----- Available records
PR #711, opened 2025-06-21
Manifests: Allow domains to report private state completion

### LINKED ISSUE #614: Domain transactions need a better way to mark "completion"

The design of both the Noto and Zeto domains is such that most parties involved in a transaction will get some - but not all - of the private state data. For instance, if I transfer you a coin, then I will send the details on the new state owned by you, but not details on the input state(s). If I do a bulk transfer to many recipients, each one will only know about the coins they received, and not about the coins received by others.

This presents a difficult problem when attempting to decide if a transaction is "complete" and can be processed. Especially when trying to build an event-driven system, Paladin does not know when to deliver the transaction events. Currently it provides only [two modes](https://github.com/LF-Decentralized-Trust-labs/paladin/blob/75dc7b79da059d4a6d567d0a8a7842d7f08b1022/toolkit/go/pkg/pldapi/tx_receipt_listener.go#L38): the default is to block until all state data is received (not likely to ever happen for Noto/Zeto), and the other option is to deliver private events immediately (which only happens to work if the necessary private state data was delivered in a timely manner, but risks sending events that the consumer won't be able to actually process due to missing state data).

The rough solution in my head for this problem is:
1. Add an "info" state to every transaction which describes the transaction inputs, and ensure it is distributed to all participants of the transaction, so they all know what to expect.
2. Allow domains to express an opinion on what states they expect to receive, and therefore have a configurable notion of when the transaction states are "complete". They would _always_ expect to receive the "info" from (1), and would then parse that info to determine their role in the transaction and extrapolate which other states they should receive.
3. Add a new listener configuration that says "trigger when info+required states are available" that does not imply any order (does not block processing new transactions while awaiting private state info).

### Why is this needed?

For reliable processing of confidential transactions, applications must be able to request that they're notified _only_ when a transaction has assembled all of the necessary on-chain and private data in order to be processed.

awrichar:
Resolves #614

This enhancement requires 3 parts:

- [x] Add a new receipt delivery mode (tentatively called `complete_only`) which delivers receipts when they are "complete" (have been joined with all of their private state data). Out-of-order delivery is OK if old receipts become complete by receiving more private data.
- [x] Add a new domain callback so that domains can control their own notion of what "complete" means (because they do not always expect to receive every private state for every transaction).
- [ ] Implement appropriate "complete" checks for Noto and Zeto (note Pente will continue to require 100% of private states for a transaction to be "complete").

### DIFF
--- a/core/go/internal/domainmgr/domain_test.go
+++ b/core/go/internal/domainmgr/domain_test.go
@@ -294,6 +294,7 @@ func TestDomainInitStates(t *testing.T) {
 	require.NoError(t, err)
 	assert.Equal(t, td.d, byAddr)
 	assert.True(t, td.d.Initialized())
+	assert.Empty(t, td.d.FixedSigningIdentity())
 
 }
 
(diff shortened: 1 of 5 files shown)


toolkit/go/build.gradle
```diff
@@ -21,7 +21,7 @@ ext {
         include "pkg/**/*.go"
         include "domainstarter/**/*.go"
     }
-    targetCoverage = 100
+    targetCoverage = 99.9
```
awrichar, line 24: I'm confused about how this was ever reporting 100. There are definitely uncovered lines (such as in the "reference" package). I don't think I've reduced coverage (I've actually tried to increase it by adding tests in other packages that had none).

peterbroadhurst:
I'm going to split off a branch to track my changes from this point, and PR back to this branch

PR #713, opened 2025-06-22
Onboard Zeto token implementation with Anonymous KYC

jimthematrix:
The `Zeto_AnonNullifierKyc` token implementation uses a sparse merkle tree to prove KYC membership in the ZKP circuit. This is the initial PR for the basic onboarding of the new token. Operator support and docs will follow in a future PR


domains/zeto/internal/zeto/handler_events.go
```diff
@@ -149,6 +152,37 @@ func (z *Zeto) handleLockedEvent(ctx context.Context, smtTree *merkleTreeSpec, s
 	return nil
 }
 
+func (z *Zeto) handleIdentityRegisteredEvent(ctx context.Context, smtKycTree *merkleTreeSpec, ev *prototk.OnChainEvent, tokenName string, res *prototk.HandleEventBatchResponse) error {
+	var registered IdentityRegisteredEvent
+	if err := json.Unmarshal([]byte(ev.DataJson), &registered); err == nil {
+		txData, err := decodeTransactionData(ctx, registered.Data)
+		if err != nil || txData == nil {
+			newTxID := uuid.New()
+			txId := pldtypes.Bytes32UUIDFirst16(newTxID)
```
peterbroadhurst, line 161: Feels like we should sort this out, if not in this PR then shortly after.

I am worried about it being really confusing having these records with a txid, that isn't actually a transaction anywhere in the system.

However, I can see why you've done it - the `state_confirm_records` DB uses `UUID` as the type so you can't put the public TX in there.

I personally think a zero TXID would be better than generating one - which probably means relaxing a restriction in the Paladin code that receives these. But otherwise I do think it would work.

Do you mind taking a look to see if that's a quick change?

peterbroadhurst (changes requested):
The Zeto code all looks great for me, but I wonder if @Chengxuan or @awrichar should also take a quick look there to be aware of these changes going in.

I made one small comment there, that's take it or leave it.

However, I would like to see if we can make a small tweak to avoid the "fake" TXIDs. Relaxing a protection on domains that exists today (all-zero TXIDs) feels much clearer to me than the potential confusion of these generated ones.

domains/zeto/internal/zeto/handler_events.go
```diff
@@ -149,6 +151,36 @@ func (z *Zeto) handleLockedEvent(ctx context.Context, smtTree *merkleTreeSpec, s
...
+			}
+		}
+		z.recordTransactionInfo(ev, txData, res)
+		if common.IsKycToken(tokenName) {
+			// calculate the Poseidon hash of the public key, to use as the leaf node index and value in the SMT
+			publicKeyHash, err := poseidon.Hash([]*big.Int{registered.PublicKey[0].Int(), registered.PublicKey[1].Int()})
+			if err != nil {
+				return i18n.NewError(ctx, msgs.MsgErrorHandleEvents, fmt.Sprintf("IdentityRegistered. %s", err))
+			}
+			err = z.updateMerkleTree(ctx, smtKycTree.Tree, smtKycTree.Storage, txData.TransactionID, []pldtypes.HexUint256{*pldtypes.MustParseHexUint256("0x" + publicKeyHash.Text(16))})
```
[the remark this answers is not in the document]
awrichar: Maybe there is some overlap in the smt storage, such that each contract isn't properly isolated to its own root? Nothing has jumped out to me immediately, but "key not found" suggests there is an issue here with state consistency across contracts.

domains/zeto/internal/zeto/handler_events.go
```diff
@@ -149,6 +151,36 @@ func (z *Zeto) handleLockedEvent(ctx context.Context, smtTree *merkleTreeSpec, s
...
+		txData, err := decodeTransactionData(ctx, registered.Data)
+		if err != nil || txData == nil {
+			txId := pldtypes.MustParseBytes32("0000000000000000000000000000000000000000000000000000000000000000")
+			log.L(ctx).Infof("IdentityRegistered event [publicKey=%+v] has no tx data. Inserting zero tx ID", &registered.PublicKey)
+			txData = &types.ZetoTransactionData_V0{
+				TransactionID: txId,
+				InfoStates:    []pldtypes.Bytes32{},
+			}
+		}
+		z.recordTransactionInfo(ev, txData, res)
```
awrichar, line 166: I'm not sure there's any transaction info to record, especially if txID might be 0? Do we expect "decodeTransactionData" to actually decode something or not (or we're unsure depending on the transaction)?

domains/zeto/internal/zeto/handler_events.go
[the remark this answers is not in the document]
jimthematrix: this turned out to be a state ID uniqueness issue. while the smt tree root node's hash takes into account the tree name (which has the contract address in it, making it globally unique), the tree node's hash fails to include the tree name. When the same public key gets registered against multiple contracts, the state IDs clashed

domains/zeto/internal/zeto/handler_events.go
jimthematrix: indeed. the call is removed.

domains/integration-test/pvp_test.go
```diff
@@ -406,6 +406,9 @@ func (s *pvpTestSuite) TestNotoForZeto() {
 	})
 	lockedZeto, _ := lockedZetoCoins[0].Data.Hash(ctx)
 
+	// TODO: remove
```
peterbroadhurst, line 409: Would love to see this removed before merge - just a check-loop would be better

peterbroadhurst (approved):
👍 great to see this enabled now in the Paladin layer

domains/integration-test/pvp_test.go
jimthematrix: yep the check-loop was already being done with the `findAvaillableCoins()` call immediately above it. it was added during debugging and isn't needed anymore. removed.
----------
[Exercise]
Starting at the first line of the records above, please copy each line exactly until you reach the line containing "### LINKED ISSUE". Include that line and stop there.

[Answer to the problem]
PR #711, opened 2025-06-21
Manifests: Allow domains to report private state completion

### LINKED ISSUE #614: Domain transactions need a better way to mark "completion"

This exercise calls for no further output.